Hoofdstuk 2. Natuurrecht en rechtspositivisme
Hoofdstuk 3. Ethiek
Hoofdstuk 4. Sociaal contract
Hoofdstuk 5. Cultuurrelativisme
Hoofdstuk 6. Vrije wil en determinisme
Hoofdstuk 7. Rechtsvinding
2 Discussie tussen natuurrecht en rechtspositivisme
2.1 Verschillende vormen van natuurrecht
Natuurrecht vanuit de Griekse kosmologische (theologische) visie
Het Griekse wereldbeeld van de klassieke oudheid vertoont gelijkenis met die van een organisme: de
delen zijn van het geheel afhankelijk en eraan ondergeschikt. De ethiek van de Griekse klassieke
oudheid is perfectionistisch: iedereen behoort te streven naar een ideaal van menselijke
volmaaktheid. Het recht dient er dan ook de mens in die richting te perfectioneren.

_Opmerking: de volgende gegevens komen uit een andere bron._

PR #113, opened 2022-08-30
Create grid component

### LINKED ISSUE #64: Implement GridLines
Implement components `GridRows` and `GridColumns` based of `@visx/grid`, but adapting the style to match our theme variables.

Image

[Figma](https://www.figma.com/file/YN7x6bJmSfRHaovP5ABKu2/ActNow-Design-System?node-id=72%3A2892)

faihegberg:
Close #64


packages/ui-components/src/components/Grid/Grid.stories.tsx
```diff
@@ -0,0 +1,54 @@
+import React from "react";
+import { ComponentStory, ComponentMeta } from "@storybook/react";
+import { scaleLinear } from "@visx/scale";
+import { GridRows, GridColumns } from "./Grid.style";
+import { theme } from "../../styles";
+
+export default {
+  title: "Charts/Grid",
+} as ComponentMeta<typeof GridRows>;
```
pnavarrc, line 9: Same as before, consider not passing the type if the stories are for more than one component (or take a look at https://storybook.js.org/docs/react/writing-stories/stories-for-multiple-components - maybe there is a better pattern that we haven't found yet? I haven't read the article myself though)

The problem with passing the type of only one of the components is that the docs tab in Storybook is going to show the types of one component only.

packages/ui-components/src/components/Grid/Grid.stories.tsx
```diff
@@ -0,0 +1,54 @@
...
+  >
+    <GridColumns {...args} />
+  </svg>
+);
+
+export const Columns = TemplateColumns.bind({});
+Columns.args = {
+  scale: yScale,
+  height,
+};
```
pnavarrc, line 51: Consider adding examples that include the Axis component so we can confirm that they align when using the same scales. Also, note that you can use args from other stories to avoid re-creating the parameters each time

```tsx
import { BottomAxis } from "../Axis/Axis.stories.tsx";

// ...
Columns.args = {
  scale: BottomAxis.args.scale,
  // ...
}
```

There might be some examples in the GCAT repo

packages/ui-components/src/components/Grid/Grid.stories.tsx
```diff
@@ -0,0 +1,54 @@
...
+
+const TemplateColumns: ComponentStory<typeof GridColumns> = (args) => (
+  <svg
+    width={width}
+    height={height}
+    style={{ border: `1px solid ${theme.palette.border.default}` }}
+  >
+    <GridColumns {...args} />
+  </svg>
+);
```
pnavarrc, line 45: Why are the columns only going so far?

image

packages/ui-components/src/components/Grid/Grid.style.tsx
```diff
@@ -0,0 +1,18 @@
...
+} from "@visx/grid";
+import React from "react";
+
+export type GridRowsProps = React.ComponentProps<typeof VxGridRows>;
+
+export type GridColumnsProps = React.ComponentProps<typeof VxGridColumns>;
+
+export const GridRows = styled((props: GridRowsProps) => (
+  <VxGridRows stroke={theme.palette.border.default} {...props} />
+))``;
```
pnavarrc: It might be better to customize using styled instead, that way the theme will be taken from the ThemeProvider context instead of being taken from the imported theme variable

```tsx
export const GridRows = styled((props: GridRowsProps) => (
  <VxGridRows {...props} />
))`
line.visx-line {
  stroke: ${({theme}) => theme.palette.border.default};
}
`;
```

This is also true for other components, but trickier to implement in some cases.

pnavarrc (commented):
Looking pretty good, added some notes. Ping me when you need a second pass!

packages/ui-components/src/components/Grid/Grid.stories.tsx
faihegberg: Looks like the doc is geared towards storybook displaying multiple components which are _nested_ with each other. I'll remove the type declaration as you suggested though.

packages/ui-components/src/components/Grid/Grid.stories.tsx
faihegberg: As discussed in our call, because the arguments for the row and column templates were backwards 😅 Fixing!

pnavarrc (commented):
Looks good, remember to merge develop in and to increase the version number before publishing!

pnavarrc (approved):

PR #115, opened 2022-08-30
Enable Markdown and USNationalMap components.

### LINKED ISSUE #51: Markdown bug
_Description in progress_

When we try to use the Markdown component using the template (or hackathon) repository, Next.js throws an error (ESM). It looks like this error is caused by Next not handling ESM-only packages correctly (react-markdown is ESM-only).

Plato stelt het natuurrecht tegenover conventiedenken (= ondoelmatig en chaotisch). Recht is niet
hetzelfde als het recht van de sterksten en rechtvaardigheid is niet gelijk aan de wens van een
toevallige meerderheid. Recht is volgens Plato gebaseerd op objectief geldende normen. Volgens
Plato gaat het erom dat de normen die gemaakt zijn door mensen en door hun verlangens worden
bepaald, elke vorm kunnen aannemen. Die normen voegen zich niet naar de natuurlijke orde en zijn
daarom per definitie een vorm van chaos.
Volgens Plato is alleen de elite in staat tot redelijk inzicht. De massa daarentegen is van natuurlijk
onredelijk en onvrij. De beste regeringsvorm is een absolutistische paternalistische regering van deze
elite. Plato zegt ook dat de menselijke wet behoort tot het veranderlijke, het chaotische, zonder doel
(telos) en natuurrecht tot het blijvende.
Natuurrecht vanuit de openbaring
Kerkvader Augustinus schreef dat er in de mens een ingeboren natuurlijk recht is dat alle mensen
kennen. Omdat in de christelijke opvatting de menselijke rede door God is geschapen, is in die visie
ook het daaruit voortkomende natuurrecht van goddelijke oorsprong.
Aristoteles was een heidense denker die van mening was dat het uitgangspunt van recht niet in God,
maar in de mens en de natuur ligt. Thomas van Aquino (1225-1274) was sterk door Aristoteles
beïnvloedt en wilde zijn werk verzoenen met christelijke gedachtengoed, zoals omschreven door
Augustinus. Thomas zei dat er een soort goddelijk recht was en onderscheidde drie soorten recht:
1. De eeuwige wet (lex aeterna):
Vastgesteld door de almachtige God. Hij heeft bepaald wat goed en kwaad is en dat is dan ook zo. Dit
kun je niet zelf verzinnen en God vergist zicht nooit. Dit is eeuwig durende en iedereen moet deze
kennen. Is door mensen zelf te ontdekken door te redeneren.
2. De natuurlijke wet (lex naturalis):
Dat deel van het goddelijke of eeuwige recht dat mensen, door te redeneren, uit zichzelf moet
kunnen ontdekken.
3. De menselijke wet (lex humana):
De toepassing van het natuurrecht op specifieke sociale omstandigheden (positieve recht)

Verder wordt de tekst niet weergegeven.